DP-2: Gevoelige gegevens beschermen

Azure-id CIS Controls v7.1 ID(s) NIST SP 800-53 r4 ID(s)
DP-2 13.2, 2.10 SC-7, AC-4

Beveilig gevoelige gegevens door de toegang te beperken met behulp van op rollen gebaseerd toegangsbeheer van Azure (Azure RBAC), netwerktoegangsbeheer en specifieke besturingselementen in Azure-services (zoals versleuteling in SQL en andere databases).

Consistent toegangsbeheer is alleen mogelijk als alle typen toegangsbeheer zijn afgestemd op de segmentatiestrategie van uw bedrijf. De segmentatiestrategie voor uw bedrijf moet ook worden gebaseerd op de locatie van gevoelige of bedrijfskritieke gegevens en systemen.

Voor het onderliggende platform, dat wordt beheerd door Microsoft, geldt dat alle klantinhoud als gevoelig wordt beschouwd en dat gegevens worden beschermd tegen verlies en blootstelling. Om ervoor te zorgen dat klantgegevens veilig blijven binnen Azure, heeft Microsoft enkele standaardmaatregelen en -mechanismen voor gegevensbeveiliging geïmplementeerd.

Verantwoordelijkheid: Gedeeld

Belanghebbenden voor klantbeveiliging (meer informatie):

DP-3: Controleren of er niet-geautoriseerde overdrachten van gevoelige gegevens hebben plaatsgevonden

Azure-id CIS Controls v7.1 ID(s) NIST SP 800-53 r4 ID(s)
DP-3 13.3 AC-4, SI-4

Controleren op niet-geautoriseerde overdracht van gegevens naar locaties buiten de zichtbaarheid en controle van ondernemingen. Het gaat hier dan meestal om het controleren op afwijkende activiteiten (grote of ongebruikelijke overdrachten) die kunnen wijzen op niet-geautoriseerde gegevensexfiltratie.
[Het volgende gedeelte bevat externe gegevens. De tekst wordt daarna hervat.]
Issue #10440, opened 2017-03-22
Default value for __x() with context not returned if non default language translation is empty


Antoniossss:
This is a (multiple allowed):

* [x] bug
* [ ] enhancement
* [ ] feature-discussion (RFC)

* CakePHP Version: 3.4.3

I am not sure if this is desired behavior or not. I have pot and po files generated by Cake's i18n shell. 

I have following translation in non default language `pl` 

```
msgctxt "Navigation menu"
msgid "Search"
msgstr ""
```

And now, behavior is different depending on language beeing default or not.
 `__x("Navigation menu", "Search")`  gives me an empty string in language `pl`. If i switch to any other language, so the default lang would be picked up (default.pot in my case) default value "Search" is returned as I would expect it to be.

Defining translation for example like this
```
msgctxt "Navigation menu"
msgid "Search"
msgstr "test test"
```
will result in returning "test test" for `pl` and "Search" for default language.

markstory:
You've asked the translation value to be `''` so that's what you should get. If you don't want `''` don't make it the translated value.

Antoniossss:
But this is the casewhere translation is missing due to overlook. Besides behavior is inconsistent - for example __("Search") will give me the default value if I ommit the context. 

Up to you what to do about it anyway. Thanks

markstory:
Pot files are never read when translating messages did you mean the po files instead? I might not be fully understanding the issue you are having. Do you have snippets of the po files and translation calls that aren't doing what you expect?

Antoniossss:
I meant `po` files, yes.

And for example, lets have following snippet from `po` file (These are actuall snippets used in my app):
```
#: Template/Pages/home.ctp:29
msgid "home.story.short"
msgstr ""

#: Template/Layout/default.ctp:92;122
#: Template/Pages/home.ctp:14
msgctxt "Navigation menu"
msgid "Search"
msgstr ""
```

and lets have
```

<?= __("home.story.short") ?> // output: home.story.short
<?= __x("Navigation menu", "Search") ?> // output: empty string

```
Whats the difference here? Both translations are described as "empty string" like you have pointed out, but outcome is different.

markstory:
Ok. That behaviour should be more consistent.

markstory:
Returning '' was added incorrectly in #8932

markstory:
pull request up.

Issue #8932, opened 2016-06-03
Empty Translation-String error __x()  


DMO-L:
This is a (multiple allowed):
* [x] bug
* [ ] enhancement
* [ ] feature-discussion (RFC)

* CakePHP Version: 3.2.10
* Platform and Target: LAMP

### What you did
Try to translate a string by using the __x() function. 

`<?php $link = $this->Html->link(__x('Homepage','art'),'/linkuri'); ?>`

### Expected Behavior
An Empty string or the msgid from the .po file.

### Actual Behavior
When I use the __x() function for translating, and the msgstr is empty in the Locale/XX/default.po file a "Constructor failed" error appears.

lorenzo:
how does your .po file look like?

DMO-L:
```
#: Template/Pages/home.ctp:23
msgctxt "Homepage"
msgid "art"
msgstr ""
```
When i change it to
 ```
#: Template/Pages/home.ctp:23
msgctxt "Homepage"
msgid "art"
msgstr "art"
```
it works without the error.

micdobro:
I can confirm this is also an issue. Basically the moment I started using ``__x()`` in my code the translation machinery in cake takes down the whole app and nothing works. Apparently not only having just an empty translation, but also the same message with and without context is making the ``.po`` reader collapse.

markstory:
Pull request open now.

PR #10618, opened 2017-05-05
Empty message strings should return the key

markstory:
context based messages should return the key when the translated value is ''. This mirrors the behavior of context-less messages. Returning '' was incorrectly added in #8932

Refs #10440

### DIFF
--- a/src/I18n/Translator.php
+++ b/src/I18n/Translator.php
@@ -119,7 +119,6 @@ class Translator implements TranslatorInterface
     public function translate($key, array $tokensValues = [])
     {
         $message = $this->getMessage($key);
-
         if (!$message) {
             // Fallback to the message key
             $message = $key;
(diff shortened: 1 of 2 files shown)


ravage84 (approved):

dereuromark:
Is it possible that this introduced a regression?
See https://travis-ci.org/dereuromark/cakephp-translate/jobs/234303140
This was green before this merge, and now is red after.

The https://github.com/dereuromark/cakephp-translate/blob/master/tests/TestCase/I18n/MessagesDbLoaderTest.php#L56 test shows it should not transform into context.
Maybe this is also related to the deeper underlying issue of https://github.com/cakephp/cakephp/issues/10597 ?

markstory:
Not sure this specific change would cause that. The checks change here shouldn't be the cases that get hit for a singular message without context.

PR #10621, opened 2017-05-05
Fix some errors reported by phpstan level 2.

ADmad:


src/ORM/Behavior/CounterCacheBehavior.php
```diff
@@ -198,12 +199,12 @@ protected function _processAssociations(Event $event, EntityInterface $entity)
...
      * @param \Cake\Event\Event $event Event instance.
-     * @param \Cake\Datasource\EntityInterface $entity Entity
+     * @param \Cake\ORM\Entity $entity Entity
      * @param \Cake\ORM\Association $assoc The association object
      * @param array $settings The settings for for counter cache for this association
      * @return void
      */
-    protected function _processAssociation(Event $event, EntityInterface $entity, Association $assoc, array $settings)
+    protected function _processAssociation(Event $event, Entity $entity, Association $assoc, array $settings)
     {
```
markstory: Does this method use features not in EntityInterface?

ADmad: The method uses `$entity->extractOriginalChanged()`. This method is not declared in`EntityInterface`, it's only available in `Entity`.

markstory: Ok.

PR #10624, opened 2017-05-05
Change ConnectionInterface typehint to Connection in TableSchema.

robertpustulka:
`ConnectionInterface` does not provide a `driver()` method which `*Sql()` methods require.

### DIFF
--- a/src/Database/Schema/Collection.php
+++ b/src/Database/Schema/Collection.php
@@ -15,7 +15,7 @@
 namespace Cake\Database\Schema;
 
 use Cake\Database\Exception;
-use Cake\Datasource\ConnectionInterface;
+use Cake\Database\Connection;
 use PDOException;
 
 /**
@@ -30,7 +30,7 @@ class Collection
     /**
      * Connection object
      *
-     * @var \Cake\Datasource\ConnectionInterface
+     * @var \Cake\Database\Connection
      */
     protected $_connection;
 
@@ -44,9 +44,9 @@ class Collection
     /**
      * Constructor.
      *
-     * @param \Cake\Datasource\ConnectionInterface $connection The connection instance.
+     * @param \Cake\Database\Connection $connection The connection instance.
      */
-    public function __construct(ConnectionInterface $connection)
+    public function __construct(Connection $connection)
     {
         $this->_connection = $connection;
         $this->_dialect = $connection->driver()->schemaDialect();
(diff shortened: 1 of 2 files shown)


ADmad:
:+1: phpstan also complains about this.

dereuromark:
Shouldnt the interface be fixed instead?
Going back to non Interface typehinting looks like a step backwards.

robertpustulka:
I remember "fixing" interfaces in minor versions was an issue somewhere due to the BC.

dereuromark:
Well changing the typehints of public methods is pretty similar :) But yeah, adding methods to interfaces itself is BC breaking, unless one uses Interface aggregation or sth.

markstory:
This might cause compatibility breaks, but I suspect that the extent of this breakage would be much smaller than changing an interface. This is something that would need to be documented in the migration guide though.

ADmad:
Also the chances that someone has extended `TableSchema` are very low, so documenting this change in 3.5's migration guide should be good enough.

ADmad:
Same issue lies in `Cake\Database\Schema\Collection::__construct()`. The `$connection` argument is typehinted as `ConnectionInterface` but has `$connection->driver()` call.

dereuromark:
I noticed the same issues before, as well. But I think not much we can do here right now (and it doesn't hurt anyone for the time being). We should fix all this up to proper Interface typehinting in 4.x.

robertpustulka:
So how should I proceed? Find all occurences of wrong typehints, replace them and update the docs?

ADmad:
I would be in favor of changing the typehint of `Cake\Database\Schema\Collection::__construct()` too. Besides `cakedc/cakephp-oracle-driver` I doubt there is any other userland code out there which extends that class. [OracleConnection](https://github.com/CakeDC/cakephp-oracle-driver/blob/master/src/Database/OracleConnection.php) extends `Collection` but doesn't override the constructor so it wouldn't be affected if the typehint was changed.

lorenzo:
Makes sense to me. I did not like the change when it got changed to use the interface for the same reason it is going back today :)

dereuromark:
@lorenzo Shouldnt the interface have included the driver() in the first place?
Whenever we are not using interfaces but concrete classes, that indicates a clear code smell in the architecture.

robertpustulka:
@dereuromark I think it should but this probably will be revisited in 4.0. Add conneciton methods ti the interface, create DriverInterface (we have only abstract class AFAIR) and fix the typehints against interfaces.

PR #10625, opened 2017-05-05
Fix _validatePost returns true when empty form is submitted

chinpei215:


src/Controller/Component/SecurityComponent.php
```diff
@@ -102,7 +102,7 @@ public function startup(Event $event)
         $controller = $event->getSubject();
         $this->session = $controller->request->getSession();
         $this->_action = $controller->request->getParam('action');
-        $hasData = (bool)$controller->request->getData();
+        $hasData = ($controller->request->getData() || $controller->request->is(['put', 'post', 'delete', 'patch']));
```
chinpei215: I didn't remove `$controller->request->getData()` as it was needed to pass existing tests.

markstory:
Nice work!

Issue #10616, opened 2017-05-04
3.4.x: flash messages on tests


mirko-pagliai:
Probably this is my mistake, but I need some help to figure out what does not work.

I'm writing some tests using `get()` / `post()` methods provided by `IntegrationTestCase` and I'm testing some flash messages.

With one action (and **only for one**) it seems that there is nothing in the session.

My action:

    public function forgotPassword() {
        // ...
        $this->Flash->error(__d('me_cms', 'No account found'));
        // ...
    }

My test:

        $this->post($url, ['email' => 'wrongMail@example.it', 'email_repeat' => 'wrongMail@example.it']);
        dd($this->_requestSession->read());

Result:

```
########## DEBUG ##########
[
        'Flash' => []
]
###########################
```

Some oddities. If I add some debug into the action:

    public function forgotPassword() {
        // ...
        $this->Flash->error(__d('me_cms', 'No account found'));
        debug($this->Flash->_session->read());
        // ...
    }

Result:

```
########## DEBUG ##########
[
        'Flash' => [
                'flash' => [
                        (int) 0 => [
                                'message' => 'No account found',
                                'key' => 'flash',
                                'element' => 'MeTools.Flash/flash',
                                'params' => [
                                        'class' => 'alert-danger'
                                ]
                        ]
                ]
        ]
]
###########################
tests/TestCase/Controller/UsersControllerTest.php (line 389)
########## DEBUG ##########
[
        'Flash' => []
]
###########################
```

Then I thought: ok, there is something that **after** the action is executed, it changes the session.
Yet, if I check the body of the response (`_getBodyAsString()`), the flash message is displayed correctly.

What can be wrong?

markstory:
Not sure what's wrong. I have a few apps that do assertions on flash messages without any problems.

jeremyharris:
I think this is because messages are popped from the session when they are displayed in the layout, which is why they are in the body but not the session. I've run into this before.

markstory:
@jeremyharris Yes! displaying a flash message would totally remove it from the session.

mirko-pagliai:
So, what should I do to assert flash messages?

jeremyharris:
I would like to see a way to assert against messages as well. I think I'll play with some ideas and come up with a PR today.

Issue #10157, opened 2017-02-02
IntegrationTestCase::_sendRequest doesn't handle errors anymore


cleptric:
This is a (multiple allowed):

* [x] bug
* [ ] enhancement
* [x] feature-discussion (RFC)

* CakePHP Version: 3.3.13

### What you did
I wrote some Integration test cases. Some of them trigger a method in my component which throws an `UnauthorizedException`.

### What happened
The exceptions are catched by the `ErrorHandlerMiddleware` and printed out to `stderr`.

### What you expected to happen
As a workaround, I did 
```
Configure::write([
    'Error' => [
        'skipLog' => ['Cake\Network\Exception\UnauthorizedException']
    ],
]);
```
inside my `tests\bootstrap.php`.
I would expect that these exceptions are not printed out while running `phpunit`

markstory:
I think we'd need to remove the ErrorMiddleware from the application, or figure out a way to have the middleware re-raise exceptions in testing. Not sure how to do either of those though.

markstory:
A possible implementation for this came up during @viraj-khatavkar 's talk where he replaced `Error.exceptionRenderer` with a stub that re-throws the exception. This could be packaged up into an `disableErrorMiddleware()` helper function in the IntegrationTestCase to make debugging easier.

ravage84:
Isn't the ErrorMiddleware aware of any state we could check for and act differently? Not that I like the idea...

markstory:
@ravage84 Yes another approach could be to replace the ErrorHandlerMiddleware with a stub that re throws.

cleptric:
PR open 🙂

PR #10626, opened 2017-05-05
Proposal for #10616

jeremyharris:
Refs #10616 

This adds a new method on the IntegrationTestCase called `enableRememberFlashMessages()` that stores flash messages before rendering them and restores them to the session. It's opt-in as users may be relying on the messages being discarded during render.

Naming ideas welcome 😄  I wanted to keep it similar to enabling the tokens.

### DIFF
--- a/src/TestSuite/IntegrationTestCase.php
+++ b/src/TestSuite/IntegrationTestCase.php
@@ -149,6 +149,21 @@ abstract class IntegrationTestCase extends TestCase
     protected $_csrfToken = false;
 
     /**
+     * Boolean flag for whether or not the request should re-store
+     * flash messages
+     *
+     * @var bool
+     */
+    protected $_rememberFlashMessages = false;
+
+    /**
+     * Stored flash messages before render
+     *
+     * @var null|array
+     */
+    protected $_flashMessages;
+
+    /**
      *
      * @var null|string
      */
@@ -187,6 +202,7 @@ abstract class IntegrationTestCase extends TestCase
         $this->_appArgs = null;
         $this->_securityToken = false;
         $this->_csrfToken = false;
+        $this->_rememberFlashMessages = false;
         $this->_useHttpServer = false;
     }
 
@@ -240,6 +256,17 @@ abstract class IntegrationTestCase extends TestCase
     public function enableCsrfToken()
     {
         $this->_csrfToken = true;
+    }
+
+    /**
+     * Calling this method will re-store flash messages into the test session
+     * after being removed by the FlashHelper
+     *
+     * @return void
+     */
+    public function enableRememberFlashMessages()
+    {
+        $this->_rememberFlashMessages = true;
     }
 
     /**
@@ -425,6 +452,9 @@ abstract class IntegrationTestCase extends TestCase
             $request = $this->_buildRequest($url, $method, $data);
             $response = $dispatcher->execute($request);
             $this->_requestSession = $request['session'];
+            if ($this->_rememberFlashMessages) {
+                $this->_requestSession->write('Flash', $this->_flashMessages);
+            }
             $this->_response = $response;
         } catch (\PHPUnit\Exception $e) {
             throw $e;
@@ -466,9 +496,12 @@ abstract class IntegrationTestCase extends TestCase
         }
         $this->_controller = $controller;
         $events = $controller->eventManager();
-        $events->on('View.beforeRender', function ($event, $viewFile) {
+        $events->on('View.beforeRender', function ($event, $viewFile) use ($controller) {
             if (!$this->_viewName) {
                 $this->_viewName = $viewFile;
+            }
+            if ($this->_rememberFlashMessages) {
+                $this->_flashMessages = $controller->request->session()->read('Flash');
             }
         });
         $events->on('View.beforeLayout', function ($event, $viewFile) {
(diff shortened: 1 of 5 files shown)


mirko-pagliai:
Very great work.

As for `useHttpServer()`, a good idea could be `rememberFlashMessages(boolean $enable)`.

If this (leave flash messages in the session during the tests) does not create side effects, I would have it also enabled by default.

src/TestSuite/IntegrationTestCase.php
```diff
@@ -243,6 +259,17 @@ public function enableCsrfToken()
...
 
     /**
+     * Calling this method will re-store flash messages into the test session
+     * after being removed by the FlashHelper
+     *
+     * @return void
+     */
+    public function enableRememberFlashMessages()
+    {
+        $this->_rememberFlashMessages = true;
```
mirko-pagliai: @markstory Can it cause side effects?

jeremyharris: If people rely on the messages being removed it could break their tests, that's the only reason I made it opt in. A user basically re-testing that the flash component removes the message after render would be the only issue I can think of.

jeremyharris:
I'd like to, but I'm afraid there's someone out there who has a test relying on the messages being removed.

ADmad:
We could target this for 3.next instead of master, then potentially breaking tests wouldn't be a biggie. Just need to document it.

src/TestSuite/IntegrationTestCase.php
dereuromark: Yes, people could be not checking on the status code but only on the session content.
That could silently not break the test then, but in fact false-positive show still green even though it now does not redirect anymore and consumes the session on some error page instead.

dereuromark:
Is this really a thing people need by default?
I would expect people to either expect session on redirect or not expect session and instead use the rendered body to assert against.
Mixing this sounds like a bad idea in the first place.

markstory:
> We should by default stick close to the actual results on Integration test cases IMO.

In general I agree, but both flash messages disappearing, and error rendering (#10157) make testing harder than it needs to be.

dereuromark:
The error rendering for sure :) It would be nice to have an easy kind of flag to switch it on/off if needed.
That would help with finding the actual errors.

markstory:
@dereuromark I plan on working on making error responses easier to work with once I'm done with scoped middleware.

src/TestSuite/IntegrationTestCase.php
```diff
@@ -243,6 +259,17 @@ public function enableCsrfToken()
     }
 
     /**
+     * Calling this method will re-store flash messages into the test session
+     * after being removed by the FlashHelper
+     *
+     * @return void
+     */
+    public function enableRememberFlashMessages()
```
ravage84: ``enableRetainFlashMessages()`` or  ``retainFlashMessages()``?

"Remember" is quite human.

jeremyharris: I was also thinking "restore"

jeremyharris:
Any consensus on the name?

- `enableRememberFlashMessages`
- `enableRetainFlashMessages`
- `enableRestoreFlashMessages`

Also should this be targeted against 3.next and enabled by default (and documented)? Or keep it opt-in?

dereuromark:
enableRetainFlashMessages() 👍 
I think it can easily be opt-in enabled globally by extending the IntegrationTestCase to project level and using this one instead. So no need for the core to do that in 3.x.

jeremyharris:
I've renamed the method.

mirko-pagliai:
Great work guys! Thank you!

mirko-pagliai:
Just a moment. Are flash messages properly emptied when a new request is made?
It seems to me not ...
Tomorrow I will invest for good.

jeremyharris:
@mirko-pagliai looks like I did not explicitly reset the $_flashMessages var but it should be reset as it reads from the session and writes to it regardless of what it was (empty flash messages would retain as empty), so it would overwrite it in each request.

I could see a possible bug if you're turning retain "on" for a case that's followed by a case where it's "off" and you assert flash messages in that "off" case that should've failed.

mirko-pagliai:
Good morning, keep in mind that the classic CakePHP add/edit action [is structured so](https://book.cakephp.org/3.0/en/tutorials-and-examples/blog/part-two.html#adding-articles). In other words:

    public function add()
    {
        //...
        
        if ($this->request->is('post')) {
            //...
            
            if ($this->AnEntity->save($article)) {
                $this->Flash->success(__('Success'));
            }
            $this->Flash->error(__('Error.'));
        }
        
        //...
    }


You can see [this test](https://github.com/mirko-pagliai/cakephp/commit/374c0ceb4974caeed993edc0ef0788f18a2fdd4a). This fails with:

```
There was 1 failure:

1) Cake\Test\TestCase\TestSuite\IntegrationTestCaseTest::testFlashAssertionsAfterRender
Session content for "Flash.flash.0.message" differs. 
--- Expected
+++ Actual
@@ @@
-'An error message before the redirect'
+'An error message'

/home/mirko/Libs/cakephp/src/TestSuite/IntegrationTestCase.php:1011
/home/mirko/Libs/cakephp/tests/TestCase/TestSuite/IntegrationTestCaseTest.php:423
```

It seems to me that this happens because after the `enableRetainFlashMessages()` method, flash messages are stored **only** the view is rendered.

Is it possible?

jeremyharris:
@mirko-pagliai I was able to reproduce the issue. I'll work on a PR today.

PR #10628, opened 2017-05-06
Add Validation::hexColor()

chinpei215:
A validation rule for `<input type="color">`.


tests/TestCase/Validation/ValidationTest.php
```diff
@@ -3103,4 +3103,18 @@ public function testImageWidth()
...
+     */
+    public function testColor()
+    {
+        $this->assertTrue(Validation::color('#F01234'));
+        $this->assertTrue(Validation::color('#F56789'));
+        $this->assertTrue(Validation::color('#abcdef'));
+        $this->assertTrue(Validation::color('#ABCDEF'));
+
+        $this->assertFalse(Validation::color('#fff'));
+        $this->assertFalse(Validation::color('ffffff'));
```
markstory: Could we ever get RGB or RGBA values?

chinpei215: At the moment, `input[type=color]` accepts a simple color only. 
https://developers.whatwg.org/states-of-the-type-attribute.html#color-state-(type=color)
But since Validator class doesn't allow people to change the signature without breaking BC, should I now add an additional field to the validation method for future extension? Or should I name the method `simpleColor`?

markstory: `hexColor()` is another suitable name.

chinpei215: Thank you. I would like to choose `hexColor()`. It represents well what this validation does.

markstory: :+1: Then in the future if we add more colour formats, the `color()` method can be used to aggregate the other colour validators.

src/Validation/Validation.php
```diff
@@ -1431,6 +1431,17 @@ public static function isArray($value)
     }
 
     /**
+     * Check that the input value is a 6 digits hex color.
```
ravage84: Why do you only support the ones with 6 digits?

src/Validation/Validation.php
```diff
@@ -1431,6 +1431,17 @@ public static function isArray($value)
...
+     *
+     * @param string|array $check The value to check
+     * @return bool Success
+     */
+    public static function hexColor($check)
```
ravage84: If you only support the ones with 6 digits, I would reflect that in the method name(s).

src/Validation/Validation.php
dereuromark: Thats a valid Point. Both are equally correct.

inoas: The context here was validating html input type=color and I could not find a quick answer if that supports 3 digits or only 6 digits.

As a general purpose rule it should probably support both and have a flag to toggle: `'digits' => ['both', '3', '6']` and then be set to 6 (or both) for input type color.

ravage84: I'm fine for a specific validation for a specific context, but in that case the context should be reflected in the method name .

Alternatively, there could be two methods:

1. a general purpose method, providing @ionas proposed flag parameter
2. a method specific to the input field, which in turn calls the general purpose method with the flag parameter set

chinpei215: @inoas https://developers.whatwg.org/common-microsyntaxes.html#simple-color
> ... the remaining six characters are all ASCII hex digits ...

but I am fine to add an additional option or change the method name if you want.

PR #10630, opened 2017-05-07
Update to codesniffer 3.0

ADmad:


antograssiot (approved):

ADmad:
The test case had to be updated because of [this](https://travis-ci.org/cakephp/cakephp/jobs/229728570#L726). It's quite unintuitive if you ask me that `Folder::findRecursive()` does a case insensitive search and there's no way to make it do a case sensitive search.

PR #12934, opened 2019-01-28
4.x native datetime

ADmad:
As discussed in #12820, this PR updates `FormHelper` to generate native HTML inputs for all available datetime types. I have modified `DateTimeWidget` accordingly and added new `YearWidget` to generate selectbox for years.

Still have to do lot of cleanup.

What should be done for the individual `FormHelper()` methods for generating single selects like `day()`, `hour()`, `minute()`, `seconds()`, `meridian()`?  My vote is to just drop them. They can still be generated using `select()` with appropriate options list if some needs them.


dereuromark:
We should make sure that all the "old" ways have an easy upgrade path to an existing method somewhere.
That eases the migration efforts for existing apps IMO.

src/View/Widget/YearWidget.php
```diff
@@ -0,0 +1,147 @@
...
+            $data['end'] = $data['max'];
+        }
+
+        if (!empty($data['val'])) {
+            $data['start'] = min($data['val'], $data['start']);
+            $data['end'] = max($data['val'], $data['end']);
+        }
+
+        if ($data['end'] < $data['start']) {
+            throw new RuntimeException('Max year cannot be less than min year');
```
markstory: Could be a `LogicException` or `InvalidArgumentException` 🏌️

markstory (commented):
I second moving the existing widget into a plugin for people who want to upgrade but can't update their UI.

ADmad:
Along with existing DateTimeWidget the shim plugin will also need a FormHelper with retains all the options juggling that is currently done for datetime inputs.

markstory:
> will also need a FormHelper with retains all the options juggling that is currently done for datetime inputs.

Yeah that is going to be awkward 😢

src/Database/Type/DateTimeType.php
```diff
@@ -50,6 +50,7 @@ class DateTimeType extends BaseType
      */
     protected $_format = [
         'Y-m-d H:i:s',
+        'Y-m-d\TH:i:s',
```
dereuromark: Should we backport this to 3.x?

dereuromark:
All right, we have a branch now: https://github.com/dereuromark/cakephp-shim/tree/4.x#new-shims

ADmad:
Ancillary work of PR to Shim plugin and docs PR is done. This should be good to merge now.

Azure Defender voor Storage en Azure SQL ATP kan waarschuwen over afwijkende overdracht van gegevens die kunnen wijzen op onbevoegde overdrachten van gevoelige informatie.

Azure Information Protection (AIP) biedt controlevoorzieningen voor informatie die is geclassificeerd en gelabeld.

Als dit nodig is voor de naleving van preventie van gegevensverlies (DLP), kunt u een DLP-oplossing op een host gebruiken om detectie en/of preventieve controles af te dwingen om gegevensexfiltratie te voorkomen.

Verantwoordelijkheid: Gedeeld

Belanghebbenden voor klantbeveiliging (meer informatie):

DP-4: Gevoelige gegevens tijdens een overdracht versleutelen

Azure-id CIS Controls v7.1 ID(s) NIST SP 800-53 r4 ID(s)
DP-4 14.4 SC-8

Om toegangsbeheer aan te vullen, moeten gegevens tijdens overdracht worden beveiligd tegen 'out-of-band'-aanvallen (zoals verkeersopname) met behulp van versleuteling om ervoor te zorgen dat aanvallers de gegevens niet gemakkelijk kunnen lezen of wijzigen.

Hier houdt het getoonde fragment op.